With the following content:

from google.cloud import pubsub_v1 as pubsub
import itertools


def main():
    publisher = pubsub.PublisherClient()

    project_id = "example-project"
    topic_id = "testing"

    publisher = pubsub.PublisherClient()
    topic_path = publisher.topic_path(project_id, topic_id)

    try:
        topic = publisher.create_topic(request={"name": topic_path})
        print(f"Created topic: {topic.name}")
    except:
        print("Topic already exists")

    print("Run 5 non-blocking")
    for _ in itertools.repeat(None, 5):
        future = publisher.publish(topic_path, b"non-blocking")
        print(future.result())

    print("Run 5 blocking")
    for _ in itertools.repeat(None, 5):
        future = publisher.publish(topic_path, b"blocking")
        print(future.result())


if __name__ == "__main__":
    main()

We are going to send some messages to our app and see how it responds in different scenarios.

Start the app:

make up

Run the client in another session:

make pubsub

Or if you are not using docker:

python src/pubsub_client.py

You should see something like:

Created topic: projects/example-project/topics/testing
Run 5 non-blocking
1
2
3
4
5
Run 5 blocking
6
7
8
9
10

You should see output int he app console like this: Pubsub output

All the messages were processed asynchronously.

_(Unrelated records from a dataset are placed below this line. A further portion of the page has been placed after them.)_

PR #37, opened 2015-11-11
magically turn testing on by renaming tests/tests.py to tests/test_cl…

rvalyi:
…assification.py; tests are broken


rvalyi:
@legalsylvain @renatonlima @mileo @danimaribeiro @pedrobaeza 

So here is at least a branch starting right on @legalsylvain refactor/port and showing that tests were simply disabled because of of their name "tests.py" and that once enabled they were failing badly:
https://travis-ci.org/OCA/account-fiscal-rule/jobs/90452122

rvalyi:
I could get most of the tests working again by fixing a trivial xml_id ref error in https://github.com/OCA/account-fiscal-rule/commit/91451ec935b652e6f5a16ec75e34faa361d3f54d

Now it seems we have more serious errors to fix and as it's 1h44 AM, you'll excuse me I'll leave that battle for tomorrow.

rvalyi:
contribs welcome to make the tests pass

rvalyi:
superseeded and merged

PR #38, opened 2015-11-11
Test pass

mileo:
FIX #37 #35 

Good night!


mileo:
Any one knows why we have this message, the oca_dependencies.txt seems to be ok

File "/srv/openerp/instances/openerp-oca-runbot/parts/odoo-extra/runbot/static/build/3119407-38-da5905/openerp/addons/base/module/module.py", line 393, in state_update
    raise orm.except_orm(_('Error'), _("You try to install module '%s' that depends on module '%s'.\nBut the latter module is not available in your system.") % (module.name, dep.name,))
except_orm: ('Error', u"You try to install module 'account_fiscal_position_rule_purchase' that depends on module 'web_context_tunnel'.\nBut the latter module is not available in your system.")

pedrobaeza:
Can you squash the commit history a bit?

I have added the dependency to runbot and restart the build.

mileo:
@pedrobaeza Done

pedrobaeza:
I still see 17 commits with very weak modifications like pep8 and so on. Please join also that.

mileo:
@pedrobaeza You are talking about the Akretion's commits? cc @renatonlima @rvalyi

rvalyi:
@pedrobaeza @mileo I'll squash the commits.
One reason why we broke down the commits so much is because many people are working on this in parallel or depending on this for further developments so we shared anything we could as quickly as possible. But no problem we can now squash some commits.

rvalyi:
superseeded by https://github.com/OCA/account-fiscal-rule/pull/39 where I squashed 5 commits in @renatonlima work.

PR #40, opened 2015-11-18
fix dependency in module account_fiscal_position_rule_stock change st…

renatonlima:
After version 8.0 inventory module was divided into two stock and stock_account , the stock_account module is installed automatically because it has the autoinstall attribute, but I think important to make the correct dependence explicit , you can prevent future problems and leave the more readable code.


max3903:
:+1:

rvalyi:
:+1: LGTM

renatonlima:
cc @mileo @danimaribeiro

danimaribeiro:
:+1:

rvalyi:
3 votes, merging...

PR #45, opened 2015-12-04
Akretion/9.0 migration account fiscal rule

mbcosta:


account_fiscal_position_rule/views/account_fiscal_position_rule_view.xml
```diff
@@ -1,220 +1,231 @@
...
+				  parent="account.menu_finance_configuration" name="Fiscal Position Rule" sequence="21"/>
+
+		<!-- Fiscal Position Rule Template -->
+		<record id="view_account_fiscal_position_rule_template_form" model="ir.ui.view">
+			<field name="name">account.fiscal.position.rule.template.form</field>
+			<field name="model">account.fiscal.position.rule.template</field>
+			<field name="arch" type="xml">
+				<form string="Fiscal Position Rule Template">
+					<group>
+						<group string="General" colspan="4">
```
danimaribeiro: I suggest put the name attribute in the groups, in version 9 we can't use the string attribute to inherit views anymore.

mbcosta: Hi danimaribeiro, thanks for the feedbak, I add the attribute name

rvalyi:
@mbcosta: just a hint in case you don't know it: when you mention somebody in a comment, if you use @ like @danimaribeiro then you are sure that person will be notified. Else it depends a bit if the person is following the thread or not. The fix makes sense BTW.

mbcosta:
Thanks for the hint @rvalyi

account_fiscal_position_rule/models/account_fiscal_position_rule.py
```diff
@@ -116,52 +115,47 @@ def _map_domain(self, partner, addrs, company, **kwargs):
...
+            fsc_pos = self.search(domain, limit=1)
+            if fsc_pos:
+                result = fsc_pos[0].fiscal_position_id
 
         return result
 
-    def apply_fiscal_mapping(self, result, **kwargs):
-        result['value'].update(self.fiscal_position_map(**kwargs))
+    def apply_fiscal_mapping(self, **kwargs):
+        result = self.fiscal_position_map(**kwargs)
```
rvalyi: better to write simply return self.fiscal_position_map(**kwargs)

rvalyi: please use simply return self.fiscal_position_map(**kwargs)

rvalyi (changes requested):

rvalyi:
:+1:

renatonlima:
:+1:

PR #48, opened 2015-12-08
Akretion/9.0 migration account prod fiscal posit stock

mbcosta:


lasley:
Thanks for the submission @mbcosta. I was about to review this one and noticed the age + that tests have been failing for some time. Did you plan on continuing this?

The pubsub is using a callback and the eventloop used by FastAPI is not effected.

Where async + pubsub can go wrong

You may be tempted to use something like gcloud-aio-pubsub with your fastapi app. You can use something like nest-asyncio to hook into the fastapi eventloop. This will allow you to use the same eventloop for your pubsub client and let you use standard async await with event handling.

You should avoid this however. It is very easy to add a blocking call into an event handler. This will block the event loop and prevent any other events and web requests from being processed thus holding up your whole application.

It is advisable to keep it simple. Let fastapi deal with the complexity of asyncio and use a background thread for pubsub.